Stock performance in past 2 decades
Its stock price has risen by 1028.88% in the past 20 years! (Intel was only 117.4% in the same period) After the split of HP and HPE Technology in 2015, it rose 366%. It is clear that most of its rise has occurred in the past few years, especially during the pandemic. Students who fail the test every time, suddenly become good students, of course the stock price does not perform badly. In the second quarter of 2019, it has risen by 77% so far, which is a good performance among blue-chip companies that have been established for more than 50 years.

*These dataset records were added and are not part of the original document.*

Issue #1466, opened 2019-03-11
Regression in v4: expect(404) treats status code 404 as an error


bajtos:
Consider the following code snippet:

```js
const supertest = require('supertest');

supertest('http://example.com')
  .get('/path-not-found')
  .expect(404)
  .then(
    ok => console.log('PASS'),
    err => {
      console.error('FAIL', err.stack);
      process.exit(1);
    });
```

Run it using `supertest@3.4.2` to get the expected outcome:

```
PASS
```

Run it using `supertest@4.0.0` to reproduce the bug:

```
FAIL Error: Not Found
    at Test.Request.callback (/private/tmp/bug/node_modules/supertest/node_modules/superagent/lib/node/index.js:804:15)
    at IncomingMessage.parser (/private/tmp/bug/node_modules/supertest/node_modules/superagent/lib/node/index.js:1036:18)
    at Stream.emit (events.js:182:13)
    at Unzip.unzip.on (/private/tmp/bug/node_modules/supertest/node_modules/superagent/lib/node/unzip.js:55:12)
    at Unzip.emit (events.js:187:15)
    at endReadableNT (_stream_readable.js:1094:12)
    at process._tickCallback (internal/process/next_tick.js:63:19)
```

bajtos:
I have reviewed the changes in supertest and superagent, but not was able to find the source of the problem.

- supertest changes from v3 to v4: https://github.com/visionmedia/supertest/compare/v3.4.2...v4.0.0
- superagent changes from v3 to v4: https://github.com/visionmedia/superagent/compare/v3.8.3...v4.1.0

dejanr:
I noticed the same this morning, it must be something related to promises, as by using the callback it works.

raymondfeng:
I can confirm the issue is introduced by superagent instead of supertest.

raymondfeng:
The root cause seems to be https://github.com/visionmedia/superagent/compare/v3.8.3...v4.0.0#diff-be27821c599006faab0d29e2cace0392R238. Commenting it out fixes our issue.

midrissi:
Actually, this is the commit that causes the issue: https://github.com/visionmedia/superagent/commit/6670a0fb708fef3d8e09538ee8af6c73f682f346#diff-be27821c599006faab0d29e2cace0392

holm:
This was definitely surprising to us. It seems to be listed as a "minor change" int he history, but its not easy to understand what "all error events" mean.

[...]

PR #1468, opened 2019-03-12
Fix handling of FormData errors

bajtos:
This patch is fixing regression introduced by https://github.com/visionmedia/superagent/commit/6670a0fb708fef3d8e09538ee8af6c73f682f346, see https://github.com/visionmedia/superagent/issues/1466 for detailed discussion.

/cc @kornelski  @lapo-luchini

I have verified the fix by running the following test manually. ~~Please advise me how to capture these test cases in your automated test suite.~~

The first two use cases are already captured in the existing test suite, so I updated the existing tests to match the new behavior. Then I added two new tests to verify what happens when two errors are triggered by a single request (the last case below).

```js
// remote host is listening, attaching a missing file
// PROMISE VARIANT
require('.').post('http://example.com/does-not-exist')
.field({a:1,b:2})
.attach('c', 'does-not-exists.txt')
//.on('error', e => console.log('ERR', e.message))
.then(ok => console.log('THEN'))
.catch(e => console.log('CATCH', e.message));

// remote host is listening, attaching a missing file
// CALLBACK VARIANT
require('.').post('http://example.com/does-not-exist')
  .field({a:1,b:2})
  .attach('c', 'does-not-exists.txt')
  //.on('error', e => console.log('ERR', e.message))
  .end((err, res) => {
    if (err) console.log('CATCH', err && err.message);
    else console.log('THEN');
  });

// remote host is not listening
// two errors are triggered: cannot read the file, cannot connect to 127.0.0.1:80
require('.').post('http://127.0.0.1/test')
.field({a:1,b:2})
.attach('c', 'does-not-exists.txt')
//.on('error', e => console.log('ERR', e.message))
.then(ok => console.log('THEN'))
.catch(e => console.log('CATCH', e.message));
```

### DIFF
--- a/lib/node/index.js
+++ b/lib/node/index.js
@@ -264,7 +264,13 @@ Request.prototype._getFormData = function() {
   if (!this._formData) {
     this._formData = new FormData();
     this._formData.on('error', err => {
-      this.emit('error', err);
+      debug('FormData error', err);
+      if (this.called) {
+        // The request has already finished and the callback was called.
+        // Silently ignore the error.
+        return;
+      }
+      this.callback(err);
       this.abort();
     });
   }
--- a/lib/request-base.js
+++ b/lib/request-base.js
@@ -242,7 +242,6 @@ RequestBase.prototype.then = function then(resolve, reject) {
       console.warn("Warning: superagent request was sent twice, because both .end() and .then() were called. Never call .end() if you use promises");
     }
     this._fullfilledPromise = new Promise((innerResolve, innerReject) => {
-      self.on('error', innerReject);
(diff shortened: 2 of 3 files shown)


bajtos:
I have added two new tests to verify that ECONNRESET errors take precedence over ENOENT errors, I think we have sufficient test coverage now. I also fixed `npm test` failures and improved the commit message to better describe what is being changed.

As far as I am concerned, this pull request is ready for final review and merging.

@kornelski Could you please take a look? I understand you might not have time to do it right now, in which case could you please let me know when you will have time to process my pull request?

Intel should have had the worst share price performance over the past 20 years among the large-cap stocks I am familiar with (all I know, not just tech). The performance of 117.4% is less than 1/4 of that of the S&P 500 during the same period, and the past 10 years have been a rare bull market for US stocks.
Let’s compare the performance of Intel (ticker: INTC) during the same period, at least HP beat Intel in every period.
Investing in HP doesn’t look like you’ll make a lot of money right now, but it’s still a blue-chip business if you invest for the long term; at least you won’t lose your capital in the long run, and you’ll get a dividend. Many people may think that as the PC goes out of business, it goes out of business and stock becomes wallpaper, which should be overkill. The capital market in the United States is very active, and HP still has a lot of invisible and valuable assets. HP still has a lot of invisible and valuable assets, or why Xerox (ticker: XRX) and various private equity companies are drooling and want to acquire it.
If you want to know more about this famous company, you can read “The HP Way” by one of the HP founder David Packard. A wonderfully written book that still impresses me to this day.